**The data:**
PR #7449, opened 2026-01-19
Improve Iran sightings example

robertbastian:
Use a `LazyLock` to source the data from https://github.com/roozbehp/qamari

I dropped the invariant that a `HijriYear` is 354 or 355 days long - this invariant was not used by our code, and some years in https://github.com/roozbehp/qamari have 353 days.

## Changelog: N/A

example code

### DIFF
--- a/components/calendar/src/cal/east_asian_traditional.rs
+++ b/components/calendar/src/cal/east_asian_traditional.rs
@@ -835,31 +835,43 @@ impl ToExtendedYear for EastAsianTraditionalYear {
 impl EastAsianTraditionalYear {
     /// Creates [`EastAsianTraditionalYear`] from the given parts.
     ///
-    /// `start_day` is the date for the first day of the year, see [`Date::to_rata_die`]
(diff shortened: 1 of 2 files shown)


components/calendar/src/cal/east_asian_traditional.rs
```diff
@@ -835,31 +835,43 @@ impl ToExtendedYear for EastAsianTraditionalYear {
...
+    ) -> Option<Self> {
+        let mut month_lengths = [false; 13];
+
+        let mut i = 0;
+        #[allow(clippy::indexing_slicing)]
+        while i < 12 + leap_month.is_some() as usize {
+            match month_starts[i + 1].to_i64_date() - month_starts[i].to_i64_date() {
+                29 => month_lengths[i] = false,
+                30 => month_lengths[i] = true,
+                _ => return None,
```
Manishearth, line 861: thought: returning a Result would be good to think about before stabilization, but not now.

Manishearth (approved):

==

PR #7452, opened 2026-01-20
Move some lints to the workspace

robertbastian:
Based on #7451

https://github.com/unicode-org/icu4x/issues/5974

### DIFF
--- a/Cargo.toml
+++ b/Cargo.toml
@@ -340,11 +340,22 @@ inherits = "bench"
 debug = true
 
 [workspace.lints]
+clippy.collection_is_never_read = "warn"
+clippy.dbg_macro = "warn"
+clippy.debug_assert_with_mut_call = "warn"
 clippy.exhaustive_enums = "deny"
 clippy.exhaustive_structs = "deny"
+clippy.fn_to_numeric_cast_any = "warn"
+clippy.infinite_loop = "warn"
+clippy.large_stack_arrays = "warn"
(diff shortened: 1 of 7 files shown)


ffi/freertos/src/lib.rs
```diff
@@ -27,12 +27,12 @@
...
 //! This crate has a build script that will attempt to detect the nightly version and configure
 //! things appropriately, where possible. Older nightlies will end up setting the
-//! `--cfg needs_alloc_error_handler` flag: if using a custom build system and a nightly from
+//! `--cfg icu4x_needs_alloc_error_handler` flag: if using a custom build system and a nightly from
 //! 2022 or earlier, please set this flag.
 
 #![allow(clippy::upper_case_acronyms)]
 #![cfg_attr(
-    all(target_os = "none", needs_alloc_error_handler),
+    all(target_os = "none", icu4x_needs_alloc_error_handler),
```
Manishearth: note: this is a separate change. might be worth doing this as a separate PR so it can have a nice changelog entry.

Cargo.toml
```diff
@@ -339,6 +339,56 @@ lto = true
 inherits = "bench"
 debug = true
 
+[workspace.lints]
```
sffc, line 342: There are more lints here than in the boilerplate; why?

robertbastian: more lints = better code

**Work order:** Check the records above line by line and tally those holding the string "Manishearth". Answer with the number only.

**Exercise solution:** 3